# Is it too late to feed Paprika?



## ARTEMISBLOSSOM (Apr 3, 2011)

Hi I live in Northern Ontario Canada . The horses have just started shedding and are still pretty shaggy. There is still lots of snow everywhere. Would it be too late to start feeding paprika to help darken their summer coat? I have a black and white appaloosa that fades to a light brown in places and I would like to use something to darken his coat without keeping him in or covered all summer. Also would Paprika benefit a sorrel horse at all or is there something else that would make his red coat redder?


----------



## ThePaintGirl (Aug 14, 2012)

I would say its not to late since you would still need to feed it through the summer. As long as they aren't already faded it should work fine. I just started my black gelding on paprika maybe a week ago and he just started shedding as well.


----------



## TurkishVan (Feb 11, 2013)

I started feeding my mare paprika in mid-July, and it definitely made a difference. New hair growth is coming in all the time, so you definitely should be okay with starting now.


----------



## Blue Smoke (Dec 22, 2012)

Paprika should make all colors more vibrant and resistant to fading 

And I usually start when they start to shed and continue through the summer, I do not feed it fall/winter. My blue roan has a tendency to fade out in the summer and since I've been feeding just a tablespoon a day he has stayed completely black all summer long.


----------



## Eolith (Sep 30, 2007)

How much paprika do you all give your horses per day? I'm wanting to try it out, but I'm not sure how much to put in their feed.


----------



## ARTEMISBLOSSOM (Apr 3, 2011)

I am feeding mine 1 tablespoon a day. Thank you for all the replies. I didn't realize it was good for all colors. I think I will start feeding my sorrel some as well. I am hoping it will just make his coat more vibrant and not really darken it


----------



## Missy May (Feb 18, 2012)

hmm. Interesting, I have never heard this before - now I am curiouse, besides - I can't think of a better use for the stuff.


----------



## JavaLover (Nov 7, 2009)

How does paprika work exactly?
_Posted via Mobile Device_


----------



## ApolloRider (Feb 14, 2013)

Oooh. I'm gonna try!


----------



## ~*~anebel~*~ (Aug 21, 2008)

If you are planning on showing, be careful because paprika contains capsaicin which will show up on a drug test.


----------



## Saranda (Apr 14, 2011)

I've been feeding Snickers paprika since late February/March now. He's now shedding and I can see that his summer coat will be darker than ever! Can't wait until he sheds out completely. I'm feeding him 1tbsp/day.


----------



## WickedNag (Sep 7, 2010)

Geesh I have a big bottle left over from when we owned our palomino. I should send it to you!


----------



## HorseCrazyTeen (Jul 29, 2012)

Here is a thread I started last fall about the whole paprika thing. I encourage you to read the entire thread as there is great advice throughout it all!
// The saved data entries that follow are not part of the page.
PR #4847, opened 2021-08-24
feat(dynamicWidgets): add fallbackWidget

Haroenv:
**Summary**

adds a `fallbackWidget` key to dynamicWidgets to allow usage when you don't know in advance what the attributes will be

**Result**

- new key: "fallbackWidget" that gets used and instantiated when the attribute is slated for mounting
- no longer automatically adding widgets on init

To investigate: does this break routing?
To do: update tests if it turns out the mounting wasn't needed

### DIFF
--- a/src/connectors/dynamic-widgets/connectDynamicWidgets.ts
+++ b/src/connectors/dynamic-widgets/connectDynamicWidgets.ts
@@ -18,6 +18,7 @@ export type DynamicWidgetsRenderState = {
 
 export type DynamicWidgetsConnectorParams = {
   widgets: Widget[];
+  fallbackWidget?(args: { attribute: string }): Widget;
   transformItems?(
     items: string[],
     metadata: { results: SearchResults }
@@ -42,22 +43,18 @@ const connectDynamicWidgets: DynamicWidgetsConnector =
     checkRendering(renderFn, withUsage());
 
     return (widgetParams) => {
-      const { widgets, transformItems = (items) => items } = widgetParams;
+      const {
+        widgets,
+        transformItems = (items) => items,
+        fallbackWidget,
+      } = widgetParams;
 
       if (
-        !widgets ||
-        !Array.isArray(widgets) ||
-        widgets.some((widget) => typeof widget !== 'object')
-      ) {
-        throw new Error(
-          withUsage('The `widgets` option expects an array of widgets.')
-        );
-      }
-
-      if (
-        !widgets ||
-        !Array.isArray(widgets) ||
-        widgets.some((widget) => typeof widget !== 'object')
+        !(
+          widgets &&
+          Array.isArray(widgets) &&
+          widgets.every((widget) => typeof widget === 'object')
+        )
       ) {
         throw new Error(
           withUsage('The `widgets` option expects an array of widgets.')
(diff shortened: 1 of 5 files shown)


stories/dynamic-widgets.stories.ts
```diff
@@ -14,20 +14,26 @@ storiesOf('Basics/DynamicWidgets', module).add(
     search.addWidgets([
       instantsearch.widgets.EXPERIMENTAL_dynamicWidgets({
         container: dynamicWidgetsContainer,
+        fallbackWidget: ({ attribute, container }) =>
+          instantsearch.widgets.panel<
+            typeof instantsearch.widgets.refinementList
+          >({
```
francoischalifour, line 20: We should be able to use the `RefinementListWidget` type.

src/connectors/dynamic-widgets/connectDynamicWidgets.ts
```diff
@@ -72,9 +78,8 @@ const connectDynamicWidgets: DynamicWidgetsConnector =
         init(initOptions) {
           widgets.forEach((widget) => {
             const attribute = getWidgetAttribute(widget, initOptions);
-            localWidgets.set(attribute, { widget, isMounted: true });
+            localWidgets.set(attribute, { widget, isMounted: false });
           });
-          initOptions.parent!.addWidgets(widgets);
```
francoischalifour, line 77: What is this replaced with?

src/connectors/dynamic-widgets/connectDynamicWidgets.ts
```diff
@@ -18,6 +18,7 @@ export type DynamicWidgetsRenderState = {
 
 export type DynamicWidgetsConnectorParams = {
   widgets: Widget[];
+  fallbackWidget?(attribute: string): Widget;
```
francoischalifour, line 21: In React InstantSearch we pass it in an object:

```suggestion
  fallbackWidget?(params: { attribute: string }): Widget;
```

stories/dynamic-widgets.stories.ts
Haroenv: yes, it's the same

src/connectors/dynamic-widgets/connectDynamicWidgets.ts
Haroenv: I was experimenting whether it was actually needed, either something was wrong with my local environment that kept the refinement, but they no longer seem to be writing an empty url initially without this line. I need to check more

Haroenv:
It's working, but I don't understand how, can anyone explain? https://codesandbox.io/s/instantsearch-js-forked-uf6ky?file=/src/app.js

eunjae-lee:
> It's working, but I don't understand how, can anyone explain? https://codesandbox.io/s/instantsearch-js-forked-uf6ky?file=/src/app.js

Which part do you not understand? Tbh, I don't understand all the flow perfectly bit by bit, but I can look into detail if you give me a pointer.

src/connectors/dynamic-widgets/connectDynamicWidgets.ts
Haroenv: We found in #4849 that the write which happens on initial mount (before the widgets are added) was caused by the insights middleware, and not normal behaviour

eunjae-lee (approved):
This looks good to me 🎉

http://www.horseforum.com/horse-grooming/paprika-horse-coat-color-enhancement-140361/


----------



## PrairieChic (Sep 12, 2012)

Thanks for sharing that link HorseCrazyTeen! Very neat! I'm definitely gonna try the cookies(sorry can't remember who shared). Thanks again!


----------



## BoldComic (Feb 26, 2012)

~*~anebel~*~ said:


> If you are planning on showing, be careful because paprika contains capsaicin which will show up on a drug test.


Just a tid-bit. I found this thread interesting and read the other thread on paprika too. No one seemed to know how long they had to be off it to not fail the drug test. I researched it a bit and the general understanding is 7-14 days.

That being said, I don't show and I'm going to try this on my horse simply out of curiosity. Didn't find anything that said it could be harmful at all so why not?


----------



## Smokum (May 4, 2012)

<3 paprika!! great for any black based horses  
Tea.sp a day is perfect


----------



## shaggy (Dec 8, 2010)

no too hijack your thread or anything but i was just about to ask this same thing! my horse Shaggy is black but he looks like a bay in the summer! i hope its not too late he started sheding about three weeks ago. How much do i give him and how do i feed it?


----------



## BoldComic (Feb 26, 2012)

shaggy said:


> no too hijack your thread or anything but i was just about to ask this same thing! my horse Shaggy is black but he looks like a bay in the summer! i hope its not too late he started sheding about three weeks ago. How much do i give him and how do i feed it?


It seems like the most common dose is 1TBS per day. Some give up to 3TBS but I think they started out slowly with 1 per day. In reading other threads and articles on paprika some people just put it in with grain, some make cookies, and some (which I will prob do) stir a little molasses in it and feed it that way.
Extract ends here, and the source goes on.